Let us first consider a slightly simpler situation. The cartesian product of sets $A$ and $B$ is a set $C$ with two maps $p_1 : C \to A$ and $p_2 : C \to B$ such that ... (familiar condition inserted here). All cartesian products of $A$ and $B$ are canonically isomorphic, and among them there is a particular one, denoted $A \times B$, which is specifically defined as $A \times B = \lbrace\lbrace\lbrace x,y \rbrace, \lbrace y\rbrace\rbrace \mid x \in A \land y \in B\rbrace$.
This is a familiar situation. Often a construction is determined up to canonical isomorphism, but we have a specific one that we can use as an operation, like $(A,B) \mapsto A \times B$ above.

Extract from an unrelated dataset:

PR #3598, opened 2021-02-18
avoid creating (and destroying) schema for each object

finnschiermer:
Fixes a performance bug.

We unintentionally created (and subsequently destroyed) an object schema for each object instance created. For larger schema instances this has substantial overhead.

Awodey does the same thing in his book. "Being a pullback" is a property, but we can turn it into structure, i.e., an operation which takes a pair of arrows $f : A \to C$ and $g : B \to C$ and gives a pullback square. You may wonder whether there always is such an operation. If you believe in the axiom of choice then the answer is positive, because we may always choose particular pullbacks among the canonically isomorphic ones. In concrete examples you will usually find chosen pullbacks easily, so this is not problematic.
There is a small catch. While for $h : A \to B$ it is the case that $h^{*}$ is a functor from $\mathcal{C}/B$ to $\mathcal{C}/A$, the assignment $h \mapsto h^\ast$ tends to be a "functor up to isomorphism" only. This is so because composition of chosen pullbacks need not be a chosen pullback (but is canonically isomprhic to it).